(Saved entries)

PR #21, opened 2024-11-06
High-level monorepo docs

jmuzina:
- Creates high-level documentation for the monorepo as a whole.
- Adds a PR template.
- Sets the monorepo root package to be private, as it will not be published.

### DIFF
--- a/README.md
+++ b/README.md
@@ -1,11 +1,54 @@
-# vanilla-monorepo
-Proof-of-concept / exploration of the Vanilla design system as a monorepo
+# DS-25 - Canonical's new design system
 
-## Installation
+Canonical's new design system.
+This is the successor to [Vanilla framework](https://vanillaframework.io).
 
-```sh   
-bun i
-git config diff.lockb.textconv bun
-git config diff.lockb.binary true
-```
+## Getting started
 
+1. Install [NodeJS](https://nodejs.org/en/download/package-manager) version 20 or later.
+2. Install the [bun package manager](https://bun.sh/).
+3. Configure your local git client to read Bun lockfiles as text: `git config diff.lockb.textconv bun && git config diff.lockb.binary true`.
+   1. This will no longer be necessary once Bun [switches to a text-based lockfile](https://github.com/oven-sh/bun/issues/11863)
+4. Install Node dependencies: `bun install`.
+
+The monorepo's dependencies should now be installed.
+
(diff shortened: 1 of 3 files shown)


README.md
```diff
@@ -1,11 +1,54 @@
...
+This is the successor to [Vanilla framework](https://vanillaframework.io).
 
-```sh   
-bun i
-git config diff.lockb.textconv bun
-git config diff.lockb.binary true
-```
+## Getting started
 
+1. Install [NodeJS](https://nodejs.org/en/download/package-manager) version 20 or later.
```
bartaz, line 8: Do you need node, if we use bun?

package.json
```diff
@@ -1,5 +1,6 @@
 {
   "name": "vanilla-monorepo",
```
bartaz, line 2: Not necessarily in scope of this PR, but could be worth renaming this (and repo) to not include "vanilla" in the name.

README.md
```diff
@@ -1,11 +1,54 @@
...
+2. Install the [bun package manager](https://bun.sh/).
+3. Configure your local git client to read Bun lockfiles as text: `git config diff.lockb.textconv bun && git config diff.lockb.binary true`.
```
bartaz, line 10: Is this needed to use it? Or is this some kind of "quality of life" developer option?

README.md
jmuzina: Technically no, but it is necessary for testing the boilerplate in #19 . I ran into an error running local package bin scripts in bun workspaces with `bunx` that I have been circumventing by using `npx`. 

Filed an [issue](https://github.com/oven-sh/bun/issues/15036) with Bun. 
There is a similar [issue](https://github.com/oven-sh/bun/issues/11729) for running package bin scripts with local filepaths, so there currently isn't a way for bun to run a package bin script unless it is published to a package registry first.

package.json
jmuzina: We can rename it to "DS-25" like we've been calling it recently, but I think it'll be less confusing to do that as a separate PR. I'll file one.

jmuzina: Filed as #23

README.md
jmuzina: It's not needed to use it but it does qualify as quality of life for sure. I'll move it to a separate section that is not in the main install notes.

PR #27, opened 2024-11-13
CI Enhancements

jmuzina:
## Done

- Builds and tests the project on pushes to `main`
- Adds [inclusive naming check](https://github.com/canonical/inclusive-naming) to pull requests

### PR readiness check

If this PR contains Vanilla SCSS code changes, it should contain the following changes to make sure it's ready for the release:

### DIFF
--- a/.github/workflows/pr.yml
+++ b/.github/workflows/pr.yml
@@ -5,6 +5,7 @@ on:
       - main
 jobs:
   build:
+    name: Build & test
     runs-on: ubuntu-latest
     steps:
       - name: Checkout repo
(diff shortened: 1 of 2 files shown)


jmuzina:
> Is there a way we can switch this to a cli test already with low effort ?

No, I don't think there's any low-effort ways to do this, see @bartaz comment [here](https://github.com/canonical/Inclusive-naming/issues/17#issuecomment-2478049065)

The first thing that comes to mind is using [act](https://nektosact.com/introduction.html) to run the existing action locally. However, Act itself is a Go binary, so we can't install it as a NPM package. 

To achieve this from the CLI with low-effort, we either need to install Woke or Act manually, which complicates the dev setup process more than I'm comfortable with.

jmuzina:
Per @advl : perhaps we can use or implement some Go wrapper that allows us to run this as a CLI tool

jmuzina:
Simplifying this to just run tests on push to `main`, moving inclusive naming to be a separate issue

▸ PROBLEM: Only the lines containing "monorepo" are needed; copy each of them from the data.

▸ COMPLETED TASK:
High-level monorepo docs
- Creates high-level documentation for the monorepo as a whole.
- Sets the monorepo root package to be private, as it will not be published.
-# vanilla-monorepo
-Proof-of-concept / exploration of the Vanilla design system as a monorepo
+The monorepo's dependencies should now be installed.
   "name": "vanilla-monorepo",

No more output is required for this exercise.